A terceira Índia: Sofia

A Sofia é extrovertida, simples, desprendida, solta, leve, bem disposta, determinada e muito corajosa. Fala tudo o que tem a dizer de forma bem natural e sem medo. Tem tudo para eu gostar dela. Mas depois tem uma coisa que contraria tudo isto. Uma coisa que me faz querer abaná-la. É o seu amor desmedido por um rapaz de olhos verdes. E contra mim falo que também eu adoro uns bonitos olhos verdes, atenção. Mas, muitos mas aqui, A Sofia vive para que aqueles olhos olhem para ela o que nada tem a ver com a sua personalidade.
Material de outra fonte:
PR #92, opened 2019-05-14
u-boot-imx upgrade to 2018.03

mihaix:


recipes-bsp/u-boot/u-boot-imx_2018.03.bb
```diff
@@ -1,6 +1,6 @@
 # Copyright (C) 2013-2016 Freescale Semiconductor
-# Copyright 2017-2018 NXP
 # Copyright 2018 (C) O.S. Systems Software LTDA.
+# Copyright (C) 2017-2019 NXP
```
angolini: Only because you are changing the Copyright. I would suggest you to use:

#Copyright 2017-2019 NXP

only. No need to add (C). If this is the only change needed in this PR I would accept it as is though.

MaxKrummenacher:
Hi

I propose to drop / postpone removing the dtc-145 class and recipe until all users in meta-freescale* have upgraded to a U-Boot which can be built with the dtc provided from oe-core.

Max

otavio:
I second @MaxKrummenacher request here; please rework the commit and send it for review.

recipes-bsp/u-boot/u-boot-imx_2018.03.bb
mihaix: Since I am updating the years in the copyright line, I wanted to also update the style and add (c), which is more MIT and GPL like and was previously used with Freescale. Now we have some files with 3 different styles.
It was just a thought, but ok I can drop this.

Jesus do céu, que esta autora consegue fazer com que eu fale de uma personagem de ficção como se ela fosse minha amiga e eu a conhecesse muito bem. Tal é a forma que eu entrei nesta história!

A história de crescimento da Sofia, do Ricardo e do Alex

Continuando…Percebemos, durante a primeira parte do livro, que o seu amor pelo Ricardo é correspondido. Eu não nego que ele a ame demasido, mas é um amor diferente, baseado em valores ou crenças sobre o que deve ser o amor. Importa dizer que o Ricardo além de um belos olhos verdes é um religioso proveniente de uma família rica e cheia de não me toques. Esta é a minha analise. E tudo está brilhantemente enlencado pela autora, que nos envolve naquela história bonita de amor entre a miúda desprendida e o menino beto de boas famílias.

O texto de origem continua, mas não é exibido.